- [PROMPT] Using the listing below, work out how many lines contain the word "required", and respond with that number alone.
Start of EXERCISE INPUT
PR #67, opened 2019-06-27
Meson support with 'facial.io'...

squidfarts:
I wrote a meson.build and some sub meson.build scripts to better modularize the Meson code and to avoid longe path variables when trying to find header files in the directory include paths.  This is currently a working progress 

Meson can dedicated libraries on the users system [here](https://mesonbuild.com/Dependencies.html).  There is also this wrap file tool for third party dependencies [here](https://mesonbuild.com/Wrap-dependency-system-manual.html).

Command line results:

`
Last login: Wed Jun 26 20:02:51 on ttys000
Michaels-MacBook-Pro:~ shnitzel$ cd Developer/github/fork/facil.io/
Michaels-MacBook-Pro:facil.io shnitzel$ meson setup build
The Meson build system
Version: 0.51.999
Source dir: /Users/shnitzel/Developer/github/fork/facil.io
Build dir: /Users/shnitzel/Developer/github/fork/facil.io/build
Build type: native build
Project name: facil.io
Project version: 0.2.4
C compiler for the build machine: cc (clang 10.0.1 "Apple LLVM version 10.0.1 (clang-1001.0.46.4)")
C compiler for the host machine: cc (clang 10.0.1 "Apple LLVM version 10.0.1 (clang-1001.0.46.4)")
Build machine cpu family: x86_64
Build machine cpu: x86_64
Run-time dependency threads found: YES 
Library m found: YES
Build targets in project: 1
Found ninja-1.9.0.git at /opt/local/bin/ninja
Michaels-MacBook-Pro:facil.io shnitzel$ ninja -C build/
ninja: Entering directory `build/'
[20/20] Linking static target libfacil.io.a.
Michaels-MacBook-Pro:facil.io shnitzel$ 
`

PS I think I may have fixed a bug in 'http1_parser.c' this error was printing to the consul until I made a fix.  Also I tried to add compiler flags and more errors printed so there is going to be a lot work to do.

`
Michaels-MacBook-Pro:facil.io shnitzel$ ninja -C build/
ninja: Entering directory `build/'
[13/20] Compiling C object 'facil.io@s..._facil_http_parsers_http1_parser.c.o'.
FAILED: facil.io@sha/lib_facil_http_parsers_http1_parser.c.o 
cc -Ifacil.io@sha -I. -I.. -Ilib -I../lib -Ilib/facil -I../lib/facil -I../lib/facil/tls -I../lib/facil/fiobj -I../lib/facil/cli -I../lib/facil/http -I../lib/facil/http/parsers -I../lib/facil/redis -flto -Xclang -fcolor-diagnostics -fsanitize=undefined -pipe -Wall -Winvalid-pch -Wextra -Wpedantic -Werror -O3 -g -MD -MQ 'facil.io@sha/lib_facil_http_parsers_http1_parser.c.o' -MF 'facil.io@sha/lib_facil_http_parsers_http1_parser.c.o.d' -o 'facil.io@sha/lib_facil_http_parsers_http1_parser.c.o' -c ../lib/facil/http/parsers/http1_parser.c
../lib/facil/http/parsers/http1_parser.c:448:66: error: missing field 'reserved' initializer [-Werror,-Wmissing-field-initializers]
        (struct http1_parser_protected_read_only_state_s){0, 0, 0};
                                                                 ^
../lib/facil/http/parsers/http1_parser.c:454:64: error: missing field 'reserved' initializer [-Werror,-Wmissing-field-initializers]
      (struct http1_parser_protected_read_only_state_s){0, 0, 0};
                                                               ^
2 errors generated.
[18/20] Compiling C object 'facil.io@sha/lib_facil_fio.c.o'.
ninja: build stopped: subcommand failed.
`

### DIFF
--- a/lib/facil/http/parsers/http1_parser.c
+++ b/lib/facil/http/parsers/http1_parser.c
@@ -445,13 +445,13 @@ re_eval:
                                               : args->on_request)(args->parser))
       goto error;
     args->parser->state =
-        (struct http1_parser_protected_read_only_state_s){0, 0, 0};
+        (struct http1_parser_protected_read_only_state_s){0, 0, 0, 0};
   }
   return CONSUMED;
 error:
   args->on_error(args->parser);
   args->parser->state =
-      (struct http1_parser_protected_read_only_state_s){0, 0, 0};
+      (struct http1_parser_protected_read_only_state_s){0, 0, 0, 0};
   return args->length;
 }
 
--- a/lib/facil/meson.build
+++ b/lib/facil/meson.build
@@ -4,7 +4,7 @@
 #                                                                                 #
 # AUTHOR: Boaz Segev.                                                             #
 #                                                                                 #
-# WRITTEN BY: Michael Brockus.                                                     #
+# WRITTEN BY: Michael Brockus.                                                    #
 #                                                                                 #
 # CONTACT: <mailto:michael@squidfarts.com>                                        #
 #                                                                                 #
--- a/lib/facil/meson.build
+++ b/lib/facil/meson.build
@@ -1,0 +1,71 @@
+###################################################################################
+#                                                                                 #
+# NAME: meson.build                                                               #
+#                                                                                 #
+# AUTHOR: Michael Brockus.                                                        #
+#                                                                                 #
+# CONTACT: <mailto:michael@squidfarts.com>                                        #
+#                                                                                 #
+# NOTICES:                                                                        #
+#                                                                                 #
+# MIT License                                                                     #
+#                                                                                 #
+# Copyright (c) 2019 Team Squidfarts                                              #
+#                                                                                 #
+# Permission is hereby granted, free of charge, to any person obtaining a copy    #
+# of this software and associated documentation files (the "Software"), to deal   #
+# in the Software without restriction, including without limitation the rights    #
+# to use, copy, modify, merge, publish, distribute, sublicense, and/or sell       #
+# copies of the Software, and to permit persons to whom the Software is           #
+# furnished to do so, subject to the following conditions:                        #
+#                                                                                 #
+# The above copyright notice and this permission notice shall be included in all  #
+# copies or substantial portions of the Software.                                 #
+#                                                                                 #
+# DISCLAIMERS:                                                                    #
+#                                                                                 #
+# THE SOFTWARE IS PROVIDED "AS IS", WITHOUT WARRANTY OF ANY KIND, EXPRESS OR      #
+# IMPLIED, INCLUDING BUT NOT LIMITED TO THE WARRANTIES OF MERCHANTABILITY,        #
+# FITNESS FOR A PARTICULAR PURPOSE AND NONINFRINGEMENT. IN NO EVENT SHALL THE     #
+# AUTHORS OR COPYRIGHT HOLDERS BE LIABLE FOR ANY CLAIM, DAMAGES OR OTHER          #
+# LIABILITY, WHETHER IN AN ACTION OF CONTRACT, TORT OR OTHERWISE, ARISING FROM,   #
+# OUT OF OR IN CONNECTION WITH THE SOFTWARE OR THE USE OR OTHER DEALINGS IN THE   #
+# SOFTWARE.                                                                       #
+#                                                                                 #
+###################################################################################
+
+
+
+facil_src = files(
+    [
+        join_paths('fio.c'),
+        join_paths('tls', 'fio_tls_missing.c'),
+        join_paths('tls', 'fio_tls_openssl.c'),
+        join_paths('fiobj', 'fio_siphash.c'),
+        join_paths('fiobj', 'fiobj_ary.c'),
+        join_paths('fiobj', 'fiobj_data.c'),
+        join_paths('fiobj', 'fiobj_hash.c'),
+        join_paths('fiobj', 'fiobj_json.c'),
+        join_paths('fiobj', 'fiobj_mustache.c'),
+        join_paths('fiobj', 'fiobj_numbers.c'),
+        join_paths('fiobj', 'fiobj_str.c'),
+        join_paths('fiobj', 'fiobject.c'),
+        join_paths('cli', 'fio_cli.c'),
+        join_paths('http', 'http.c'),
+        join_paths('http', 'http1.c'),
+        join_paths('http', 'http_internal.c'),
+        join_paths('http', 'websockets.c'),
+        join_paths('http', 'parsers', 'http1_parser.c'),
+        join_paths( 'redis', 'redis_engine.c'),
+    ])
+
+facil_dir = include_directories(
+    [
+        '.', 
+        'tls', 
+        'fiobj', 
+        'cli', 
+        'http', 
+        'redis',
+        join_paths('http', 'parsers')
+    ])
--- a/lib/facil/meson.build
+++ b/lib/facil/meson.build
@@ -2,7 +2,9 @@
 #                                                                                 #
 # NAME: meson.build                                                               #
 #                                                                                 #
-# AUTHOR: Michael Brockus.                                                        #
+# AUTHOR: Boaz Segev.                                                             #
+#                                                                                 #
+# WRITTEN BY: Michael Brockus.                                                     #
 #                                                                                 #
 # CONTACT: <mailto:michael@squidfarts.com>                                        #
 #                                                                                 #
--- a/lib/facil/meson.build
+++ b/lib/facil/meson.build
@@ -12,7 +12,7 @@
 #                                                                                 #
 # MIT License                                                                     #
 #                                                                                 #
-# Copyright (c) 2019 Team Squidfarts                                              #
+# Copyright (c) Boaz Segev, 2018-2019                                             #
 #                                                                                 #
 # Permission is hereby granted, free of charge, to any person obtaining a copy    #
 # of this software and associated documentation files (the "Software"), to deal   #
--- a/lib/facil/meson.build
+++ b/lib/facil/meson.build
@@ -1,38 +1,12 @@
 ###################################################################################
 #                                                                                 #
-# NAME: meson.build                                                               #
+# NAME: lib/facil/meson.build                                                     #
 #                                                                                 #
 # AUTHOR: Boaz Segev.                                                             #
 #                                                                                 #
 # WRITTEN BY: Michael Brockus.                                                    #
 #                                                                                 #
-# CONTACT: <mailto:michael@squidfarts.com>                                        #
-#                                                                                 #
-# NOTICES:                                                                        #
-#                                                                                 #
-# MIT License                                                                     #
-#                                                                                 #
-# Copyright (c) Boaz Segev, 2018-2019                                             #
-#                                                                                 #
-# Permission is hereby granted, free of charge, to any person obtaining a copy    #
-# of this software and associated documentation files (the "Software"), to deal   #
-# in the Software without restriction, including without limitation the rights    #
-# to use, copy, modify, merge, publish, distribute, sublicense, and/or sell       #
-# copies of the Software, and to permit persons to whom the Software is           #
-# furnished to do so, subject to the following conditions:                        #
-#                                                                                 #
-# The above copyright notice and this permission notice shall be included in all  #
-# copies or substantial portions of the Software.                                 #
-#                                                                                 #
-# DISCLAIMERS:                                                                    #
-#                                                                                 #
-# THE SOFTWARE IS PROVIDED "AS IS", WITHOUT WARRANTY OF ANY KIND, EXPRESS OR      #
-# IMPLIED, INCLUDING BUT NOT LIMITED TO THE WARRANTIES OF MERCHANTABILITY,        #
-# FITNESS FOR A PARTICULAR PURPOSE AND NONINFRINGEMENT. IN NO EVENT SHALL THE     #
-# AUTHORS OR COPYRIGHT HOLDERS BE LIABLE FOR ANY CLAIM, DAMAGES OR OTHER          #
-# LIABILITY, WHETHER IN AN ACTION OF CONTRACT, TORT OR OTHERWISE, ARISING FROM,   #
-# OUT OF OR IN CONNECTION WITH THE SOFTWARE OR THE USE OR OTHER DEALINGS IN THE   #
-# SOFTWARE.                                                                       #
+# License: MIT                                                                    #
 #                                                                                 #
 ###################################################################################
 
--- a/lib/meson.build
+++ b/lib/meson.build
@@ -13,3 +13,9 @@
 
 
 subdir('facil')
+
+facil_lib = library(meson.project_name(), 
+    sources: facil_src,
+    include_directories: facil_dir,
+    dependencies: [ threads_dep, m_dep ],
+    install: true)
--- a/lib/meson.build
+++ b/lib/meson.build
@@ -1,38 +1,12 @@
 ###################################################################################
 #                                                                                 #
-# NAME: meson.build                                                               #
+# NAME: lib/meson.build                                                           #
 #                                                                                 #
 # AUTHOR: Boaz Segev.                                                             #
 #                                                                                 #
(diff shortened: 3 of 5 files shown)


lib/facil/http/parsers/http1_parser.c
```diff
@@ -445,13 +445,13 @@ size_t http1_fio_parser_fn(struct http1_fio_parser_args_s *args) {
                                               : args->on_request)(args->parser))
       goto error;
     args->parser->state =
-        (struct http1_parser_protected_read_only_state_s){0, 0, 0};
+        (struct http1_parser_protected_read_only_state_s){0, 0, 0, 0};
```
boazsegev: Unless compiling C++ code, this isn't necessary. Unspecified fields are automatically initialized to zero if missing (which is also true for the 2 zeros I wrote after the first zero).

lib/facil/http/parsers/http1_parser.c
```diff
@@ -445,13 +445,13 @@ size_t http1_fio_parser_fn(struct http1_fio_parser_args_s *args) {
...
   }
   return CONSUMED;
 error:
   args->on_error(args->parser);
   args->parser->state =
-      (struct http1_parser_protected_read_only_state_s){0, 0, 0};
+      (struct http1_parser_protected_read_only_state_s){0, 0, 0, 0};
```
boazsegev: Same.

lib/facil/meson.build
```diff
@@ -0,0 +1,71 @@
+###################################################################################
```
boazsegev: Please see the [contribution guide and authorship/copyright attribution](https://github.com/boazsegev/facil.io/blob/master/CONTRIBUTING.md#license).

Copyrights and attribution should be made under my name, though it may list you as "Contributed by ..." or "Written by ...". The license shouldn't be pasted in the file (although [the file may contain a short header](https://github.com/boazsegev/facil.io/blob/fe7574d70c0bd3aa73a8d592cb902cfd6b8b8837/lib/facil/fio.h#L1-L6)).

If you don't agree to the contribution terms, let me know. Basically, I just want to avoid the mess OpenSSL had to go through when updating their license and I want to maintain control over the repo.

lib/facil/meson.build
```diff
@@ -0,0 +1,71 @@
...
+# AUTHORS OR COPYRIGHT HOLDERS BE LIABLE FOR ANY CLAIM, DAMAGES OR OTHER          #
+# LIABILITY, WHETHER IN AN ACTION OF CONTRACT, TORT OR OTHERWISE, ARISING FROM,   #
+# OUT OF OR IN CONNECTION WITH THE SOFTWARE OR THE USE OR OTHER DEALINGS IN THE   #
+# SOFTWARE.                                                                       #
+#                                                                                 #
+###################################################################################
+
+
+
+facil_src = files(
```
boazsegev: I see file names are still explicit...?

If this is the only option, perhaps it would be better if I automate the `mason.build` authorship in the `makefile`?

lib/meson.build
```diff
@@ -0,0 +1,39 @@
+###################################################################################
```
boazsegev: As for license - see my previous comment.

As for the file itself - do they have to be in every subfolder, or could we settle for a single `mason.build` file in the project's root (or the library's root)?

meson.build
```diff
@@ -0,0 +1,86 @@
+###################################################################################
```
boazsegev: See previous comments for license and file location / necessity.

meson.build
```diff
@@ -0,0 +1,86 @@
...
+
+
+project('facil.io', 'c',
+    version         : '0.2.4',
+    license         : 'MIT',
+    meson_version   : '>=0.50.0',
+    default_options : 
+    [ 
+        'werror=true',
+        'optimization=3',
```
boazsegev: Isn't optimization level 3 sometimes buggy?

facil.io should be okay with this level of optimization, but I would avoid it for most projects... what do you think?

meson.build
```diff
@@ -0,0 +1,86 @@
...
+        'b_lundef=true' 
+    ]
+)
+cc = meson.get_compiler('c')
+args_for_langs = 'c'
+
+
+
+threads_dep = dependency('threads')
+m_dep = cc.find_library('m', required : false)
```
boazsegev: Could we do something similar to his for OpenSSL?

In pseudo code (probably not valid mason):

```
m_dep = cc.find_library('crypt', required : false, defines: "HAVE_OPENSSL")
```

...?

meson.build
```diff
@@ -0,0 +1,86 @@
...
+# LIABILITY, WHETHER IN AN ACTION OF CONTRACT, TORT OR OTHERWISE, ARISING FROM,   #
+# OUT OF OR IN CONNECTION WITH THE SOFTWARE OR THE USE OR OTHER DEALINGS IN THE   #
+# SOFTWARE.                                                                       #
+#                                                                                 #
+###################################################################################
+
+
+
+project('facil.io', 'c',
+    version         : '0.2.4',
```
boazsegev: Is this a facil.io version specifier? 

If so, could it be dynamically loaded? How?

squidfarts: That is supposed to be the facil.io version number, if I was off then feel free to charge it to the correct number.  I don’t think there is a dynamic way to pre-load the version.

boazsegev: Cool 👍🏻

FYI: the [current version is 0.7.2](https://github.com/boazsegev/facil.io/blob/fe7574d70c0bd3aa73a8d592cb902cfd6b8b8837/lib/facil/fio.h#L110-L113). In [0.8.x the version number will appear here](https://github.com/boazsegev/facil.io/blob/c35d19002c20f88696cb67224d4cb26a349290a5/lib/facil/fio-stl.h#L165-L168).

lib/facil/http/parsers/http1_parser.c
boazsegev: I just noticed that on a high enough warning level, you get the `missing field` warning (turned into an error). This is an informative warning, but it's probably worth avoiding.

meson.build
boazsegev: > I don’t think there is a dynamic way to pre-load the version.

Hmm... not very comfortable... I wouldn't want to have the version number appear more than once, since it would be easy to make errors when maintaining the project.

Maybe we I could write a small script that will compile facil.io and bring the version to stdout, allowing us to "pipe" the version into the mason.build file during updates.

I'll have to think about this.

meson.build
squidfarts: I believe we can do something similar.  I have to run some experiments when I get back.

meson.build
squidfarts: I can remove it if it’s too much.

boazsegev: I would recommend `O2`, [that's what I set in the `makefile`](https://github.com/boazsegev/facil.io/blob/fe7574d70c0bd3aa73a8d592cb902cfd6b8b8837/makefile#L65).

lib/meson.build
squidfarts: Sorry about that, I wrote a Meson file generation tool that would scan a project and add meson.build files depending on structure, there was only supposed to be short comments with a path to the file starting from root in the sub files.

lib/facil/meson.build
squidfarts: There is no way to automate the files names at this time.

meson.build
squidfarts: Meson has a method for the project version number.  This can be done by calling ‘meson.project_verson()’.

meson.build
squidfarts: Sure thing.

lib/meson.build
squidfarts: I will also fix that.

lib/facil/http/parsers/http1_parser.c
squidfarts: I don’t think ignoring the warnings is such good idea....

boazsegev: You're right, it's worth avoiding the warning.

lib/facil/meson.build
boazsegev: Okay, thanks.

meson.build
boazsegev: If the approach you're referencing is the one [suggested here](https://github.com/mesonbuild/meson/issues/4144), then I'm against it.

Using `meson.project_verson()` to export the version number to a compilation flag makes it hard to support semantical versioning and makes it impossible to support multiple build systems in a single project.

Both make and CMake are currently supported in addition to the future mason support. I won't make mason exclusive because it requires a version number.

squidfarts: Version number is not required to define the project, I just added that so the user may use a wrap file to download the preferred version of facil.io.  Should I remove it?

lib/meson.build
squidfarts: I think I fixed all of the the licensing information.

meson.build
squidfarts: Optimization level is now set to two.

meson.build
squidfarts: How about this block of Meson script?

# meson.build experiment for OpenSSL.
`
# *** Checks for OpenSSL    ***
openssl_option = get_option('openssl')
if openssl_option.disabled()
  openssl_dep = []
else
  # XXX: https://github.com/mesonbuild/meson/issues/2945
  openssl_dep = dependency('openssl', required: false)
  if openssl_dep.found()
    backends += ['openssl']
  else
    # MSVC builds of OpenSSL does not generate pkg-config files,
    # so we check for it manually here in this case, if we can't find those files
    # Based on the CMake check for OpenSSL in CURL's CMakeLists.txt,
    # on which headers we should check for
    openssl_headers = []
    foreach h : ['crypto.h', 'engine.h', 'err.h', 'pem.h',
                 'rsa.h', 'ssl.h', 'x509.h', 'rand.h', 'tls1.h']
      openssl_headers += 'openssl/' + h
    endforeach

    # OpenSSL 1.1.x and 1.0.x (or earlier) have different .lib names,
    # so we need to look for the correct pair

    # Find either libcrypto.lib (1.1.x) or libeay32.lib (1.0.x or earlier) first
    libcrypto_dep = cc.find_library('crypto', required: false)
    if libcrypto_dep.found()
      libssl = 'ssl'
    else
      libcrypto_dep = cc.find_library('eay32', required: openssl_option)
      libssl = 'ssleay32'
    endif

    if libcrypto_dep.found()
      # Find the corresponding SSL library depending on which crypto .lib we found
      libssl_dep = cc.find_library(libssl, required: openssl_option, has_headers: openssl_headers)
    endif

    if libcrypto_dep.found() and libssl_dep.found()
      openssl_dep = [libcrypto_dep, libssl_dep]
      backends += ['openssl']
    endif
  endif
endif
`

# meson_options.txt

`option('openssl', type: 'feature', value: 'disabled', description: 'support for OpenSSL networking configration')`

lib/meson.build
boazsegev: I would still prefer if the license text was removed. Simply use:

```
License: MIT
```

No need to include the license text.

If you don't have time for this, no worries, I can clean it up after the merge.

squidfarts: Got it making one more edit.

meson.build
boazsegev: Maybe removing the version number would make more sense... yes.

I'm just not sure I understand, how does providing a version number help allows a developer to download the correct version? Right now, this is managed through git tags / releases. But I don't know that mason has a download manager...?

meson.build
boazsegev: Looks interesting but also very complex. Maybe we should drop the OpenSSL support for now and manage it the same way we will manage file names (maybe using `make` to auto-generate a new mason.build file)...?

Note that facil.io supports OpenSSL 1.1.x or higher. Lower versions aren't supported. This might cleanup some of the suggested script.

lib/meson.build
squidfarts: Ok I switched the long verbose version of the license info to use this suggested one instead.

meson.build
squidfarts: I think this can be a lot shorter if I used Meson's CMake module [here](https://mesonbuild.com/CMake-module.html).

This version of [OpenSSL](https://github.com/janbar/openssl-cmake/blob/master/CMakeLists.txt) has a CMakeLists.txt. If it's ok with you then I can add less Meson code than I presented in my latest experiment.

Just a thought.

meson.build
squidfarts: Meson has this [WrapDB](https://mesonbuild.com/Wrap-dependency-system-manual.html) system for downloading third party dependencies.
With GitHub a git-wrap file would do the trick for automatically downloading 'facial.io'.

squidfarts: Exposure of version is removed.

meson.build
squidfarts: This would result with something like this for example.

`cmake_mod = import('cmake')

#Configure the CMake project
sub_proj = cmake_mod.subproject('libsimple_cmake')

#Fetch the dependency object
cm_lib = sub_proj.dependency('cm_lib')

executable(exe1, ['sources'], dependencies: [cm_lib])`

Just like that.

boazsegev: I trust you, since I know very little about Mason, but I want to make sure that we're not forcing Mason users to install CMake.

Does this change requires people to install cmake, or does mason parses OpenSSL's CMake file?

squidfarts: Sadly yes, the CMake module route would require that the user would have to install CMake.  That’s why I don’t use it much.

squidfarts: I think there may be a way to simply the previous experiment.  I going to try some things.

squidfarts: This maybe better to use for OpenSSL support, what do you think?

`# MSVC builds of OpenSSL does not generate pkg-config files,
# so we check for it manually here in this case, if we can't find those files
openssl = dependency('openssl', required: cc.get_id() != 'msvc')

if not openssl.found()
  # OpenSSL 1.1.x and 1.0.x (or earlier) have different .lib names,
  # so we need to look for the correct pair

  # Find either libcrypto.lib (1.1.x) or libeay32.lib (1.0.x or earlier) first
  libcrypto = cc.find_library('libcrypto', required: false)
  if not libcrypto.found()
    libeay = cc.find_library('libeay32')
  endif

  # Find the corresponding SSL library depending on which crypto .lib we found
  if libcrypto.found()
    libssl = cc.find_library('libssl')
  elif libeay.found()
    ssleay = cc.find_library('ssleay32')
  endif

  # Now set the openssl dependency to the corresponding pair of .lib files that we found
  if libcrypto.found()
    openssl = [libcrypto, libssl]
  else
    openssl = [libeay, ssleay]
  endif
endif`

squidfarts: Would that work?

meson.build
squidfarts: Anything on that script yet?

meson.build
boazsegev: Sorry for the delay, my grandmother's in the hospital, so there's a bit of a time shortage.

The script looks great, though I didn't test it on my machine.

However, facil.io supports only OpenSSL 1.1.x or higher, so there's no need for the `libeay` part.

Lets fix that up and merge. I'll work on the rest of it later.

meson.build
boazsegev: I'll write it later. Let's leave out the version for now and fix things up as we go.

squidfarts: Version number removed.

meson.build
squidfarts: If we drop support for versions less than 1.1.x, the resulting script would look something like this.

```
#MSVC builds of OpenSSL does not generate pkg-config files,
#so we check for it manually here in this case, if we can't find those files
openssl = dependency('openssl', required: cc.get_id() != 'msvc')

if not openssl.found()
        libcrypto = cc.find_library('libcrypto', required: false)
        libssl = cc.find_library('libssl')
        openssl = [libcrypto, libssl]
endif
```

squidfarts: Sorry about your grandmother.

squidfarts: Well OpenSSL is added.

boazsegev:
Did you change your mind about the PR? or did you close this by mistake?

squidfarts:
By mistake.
End of EXERCISE INPUT
- [RESPONSE TO THE TASK] 11